[Stored items from a collection]
>>

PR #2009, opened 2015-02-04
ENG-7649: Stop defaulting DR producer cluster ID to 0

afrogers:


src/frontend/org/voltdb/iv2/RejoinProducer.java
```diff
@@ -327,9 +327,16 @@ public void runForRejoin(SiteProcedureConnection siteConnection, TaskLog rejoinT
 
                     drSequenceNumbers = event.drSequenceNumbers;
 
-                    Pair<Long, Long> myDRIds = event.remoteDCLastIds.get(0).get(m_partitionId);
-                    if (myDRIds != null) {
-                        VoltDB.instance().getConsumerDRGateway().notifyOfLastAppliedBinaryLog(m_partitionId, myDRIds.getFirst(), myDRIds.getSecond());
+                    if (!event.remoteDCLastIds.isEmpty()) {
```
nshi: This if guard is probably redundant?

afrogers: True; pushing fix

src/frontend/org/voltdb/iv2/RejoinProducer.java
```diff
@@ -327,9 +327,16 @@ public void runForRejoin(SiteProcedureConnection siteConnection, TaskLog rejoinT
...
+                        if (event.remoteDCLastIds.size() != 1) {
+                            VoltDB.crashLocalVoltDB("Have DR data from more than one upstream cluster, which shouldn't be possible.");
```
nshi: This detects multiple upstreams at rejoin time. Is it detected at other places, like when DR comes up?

<<

Repeat every line of the data precisely.

> **Problem solution**
PR #2009, opened 2015-02-04
ENG-7649: Stop defaulting DR producer cluster ID to 0

afrogers:


src/frontend/org/voltdb/iv2/RejoinProducer.java
```diff
@@ -327,9 +327,16 @@ public void runForRejoin(SiteProcedureConnection siteConnection, TaskLog rejoinT
 
                     drSequenceNumbers = event.drSequenceNumbers;
 
-                    Pair<Long, Long> myDRIds = event.remoteDCLastIds.get(0).get(m_partitionId);
-                    if (myDRIds != null) {
-                        VoltDB.instance().getConsumerDRGateway().notifyOfLastAppliedBinaryLog(m_partitionId, myDRIds.getFirst(), myDRIds.getSecond());
+                    if (!event.remoteDCLastIds.isEmpty()) {
```
nshi: This if guard is probably redundant?

afrogers: True; pushing fix

src/frontend/org/voltdb/iv2/RejoinProducer.java
```diff
@@ -327,9 +327,16 @@ public void runForRejoin(SiteProcedureConnection siteConnection, TaskLog rejoinT
...
+                        if (event.remoteDCLastIds.size() != 1) {
+                            VoltDB.crashLocalVoltDB("Have DR data from more than one upstream cluster, which shouldn't be possible.");
```
nshi: This detects multiple upstreams at rejoin time. Is it detected at other places, like when DR comes up?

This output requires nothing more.